I have a dataloader that wraps 100 samples of data.
I have a WeightedRandomSampler that returns 1000 samples.
However, when I create a new dataloader with this sampler, the new dataloader also has 100 samples, and not 1000 as I expect - why is this?
from random import randint
from torch.utils.data import WeightedRandomSampler
# dl1 is a dataloader with 100 samples
weights = [randint(1, 10) for _ in range(100)]
nsamples = 1000
sampler = WeightedRandomSampler(weights, nsamples)
dl2 = dl1.new(shuffle=False, sampler=sampler)
print((len(dl1.y), len(dl2.y)))
# outputs 100, 100 (I expect this to be (100, 1000))

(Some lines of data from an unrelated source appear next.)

PR #7127, opened 2024-01-10
Fix for crypto callbacks to allow invalid devId for non _ex single shot hash functions

dgarske:
# Description

Fix for crypto callbacks to allow invalid devId for non _ex single shot hash functions.

Resolves recursive issue with https://github.com/wolfSSL/wolfssl-examples/pull/413

# Testing

https://github.com/wolfSSL/wolfssl-examples/pull/413

# Checklist

 - [ ] added tests
 - [ ] updated/added doxygen
 - [ ] updated appropriate READMEs
 - [ ] Updated manual and documentation

PR #4916, opened 2022-03-02
Add SECO use and expand cryptodev

JacobBarthelmeh:
# Description
- Add ECB crypto callback
- Adds support for using NXP SECO with algorithms (AES CBC,ECB,CCM,GCM,CMAC / ECC P256,P384 sign and verify / SHA256 / SHA384 / TRNG)
- Adds support for import keys with SECO
- Adds support for using an expanded cryptodev-linux with algorithms (Curve25519 / RSA (black keys) / ECC / HMAC)
- Touches up the benchmark app for crypto callback cases
- Adds a WOLFSSL_HASH_KEEP option for cases where "update" with CMAC or Hashing is not possible
- Adds the function wc_CryptoCb_DefaultDevID to get what devId should be defaulted to when not specified

Configure options added:
--enable-devcrypto=seco
--enable-caam=seco
--with-seco=

WOLFSSL_HASH_KEEP
DEBUG_SECO
DEBUG_DEVCRYPTO

# Testing

How did you test? On i.MX8 device

# Checklist

 - [ ] added tests
 - [ ] updated/added doxygen
 - [ ] updated appropriate READMEs
 - [ ] Updated manual and documentation

PR #8555, opened 2025-03-12
Add option to disallow automatic use of "default" devId

bigbrett:
# Description

Adds a build option preventing any API that currently uses `wc_CryptoCb_DefaultDevID` to fall back to a "default" devId (which currently is just the first registered global devId) from doing so.

The `wc_CryptoCb_DefaultDevID()` function is currently used by [SHA](https://github.com/wolfSSL/wolfssl/blame/517f4bd561ce1dd1c2404c8c9cc2b06eec6ff97a/wolfcrypt/src/sha256.c#L2226) and [hash.c](https://github.com/wolfSSL/wolfssl/blame/517f4bd561ce1dd1c2404c8c9cc2b06eec6ff97a/wolfcrypt/src/hash.c#L1396) implementations, which causes them to automatically choose a devId even when not requested. I think this behavior is incorrect, as I might not want my cryptoCb devId to be used when I don't explicitly choose to use it, and if one is to be used, it should definitely not just be the somewhat arbitrary choice of the first one in the global list. 

IMO, the correct behavior would be to always use `INVALID_DEVID` unless you explicitly opt in to a fixed platform-wide devID by building with a special platform configuration flag (`WOLFSSL_CAAM_DEVID`, etc.). We should never arbitrarily choose the first devId from the list. However, I realize that certain platforms may be relying on this functionality currently, so I've elected to make the change opt-in to prevent breaking on platforms for which we don't have CI coverage (the only real places this is relevant).

If we are okay with the slightly more intrusive step of defaulting to the new "`INVALID_DEVID` as default" behavior but provide a build macro to keep the current behavior, I think that would be even better, so let me know and I can change the default.

Relevant: #4916 and #7127

# Checklist

 - [ ] added tests
 - [ ] updated/added doxygen

### DIFF
--- a/configure.ac
+++ b/configure.ac
@@ -8791,10 +8791,20 @@ AC_ARG_ENABLE([cryptodev],
 
 # Support for crypto callbacks
 AC_ARG_ENABLE([cryptocb],
-    [AS_HELP_STRING([--enable-cryptocb],[Enable crypto callbacks (default: disabled)])],
-    [ ENABLED_CRYPTOCB=$enableval ],
-    [ ENABLED_CRYPTOCB=no ]
-    )
+    [AS_HELP_STRING([--enable-cryptocb],
+        [Enable crypto callbacks (default: disabled). Use 'no-default-devid' to enable without a platform-specific default device ID])],
+[
+    case "$enableval" in
+        no-default-devid)
+            ENABLED_CRYPTOCB=yes
+            AM_CPPFLAGS="$AM_CPPFLAGS -DWC_NO_DEFAULT_DEVID"
+            ;;
+        *)
+            ENABLED_CRYPTOCB="$enableval"
+            ;;
+    esac
+],
+[ ENABLED_CRYPTOCB=no ])
 
 # Enable testing of cryptoCb using software crypto. On platforms where wolfCrypt tests
 # are used to test a custom cryptoCb, it may be desired to disable this so wolfCrypt tests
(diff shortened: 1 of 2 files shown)


bigbrett:
Jenkins retest this please

dgarske (changes requested):
What happens with the tests when the default is disabled? Do any tests still pass? Should we add a test? As I mentioned the ASN HashCalc and one shot hash functions are why we originally added this.

bigbrett:
> What happens with the tests when the default is disabled? Do any tests still pass? Should we add a test? As I mentioned the ASN HashCalc and one shot hash functions are why we originally added this.

Tests all pass for me (`make check`) when I disable the default (e.g. fall back to `INVALID_DEVID`). I was thinking of adding a test to multi-test to exercise this option

configure.ac
```diff
@@ -9265,6 +9265,14 @@ then
     AM_CFLAGS="$AM_CFLAGS -DALT_ECC_SIZE"
 fi
 
+AC_ARG_ENABLE([default-devid],
```
JacobBarthelmeh, line 9268: I almost think this should be an option on `--enable-cryptocb` such as `--enable-cryptocb=default` or `--enable-cryptocb=no-default-devid`. Someone first picking up wolfssl and running `./configure -h ` might not know what a devid is or that it is related to cryptocb.

dgarske: I agree. Something like `--enable-cryptocb=no-default-devid`.

bigbrett:
Jenkins retest this please

JacobBarthelmeh (approved):

dgarske (approved):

torch.utils.data.DataLoader
doesn’t implement the new()
method (or I’m not aware of it).
Which DataLoader
implementation are you using?
@ptrblck I am using the fastai implementation.
You are right, @ptrblck - the class I am working with is the fastai DeviceDataLoader - that binds a DataLoader to a torch.device.
Thanks for the information.
I’m unfortunately not familiar with this DeviceDataLoader
, but do you know, why you would like to bind a DataLoader
to a specific device?
From the documentation:
Bind a DataLoader
to a torch.device
.
Put the batches of dl
on device
after applying an optional list of tfms
. collate_fn
will replace the one of dl
. All dataloaders of a DataBunch
are of this type.
I noticed that the new
method is just overwriting the kwargs of the DeviceDataLoader object with the ones passed in with new and constructing a new DeviceDataLoader object with it.
def new(self, **kwargs):
"Create a new copy of `self` with `kwargs` replacing current values."
new_kwargs = {**self.dl.init_kwargs, **kwargs}
return DeviceDataLoader(self.dl.__class__(self.dl.dataset, **new_kwargs), self.device, self.tfms,
self.collate_fn)
I don’t see why the returned object is not oversampling as expected.
I’m unfortunately not familiar enough with this wrapper, but @jphoward should be able to help out.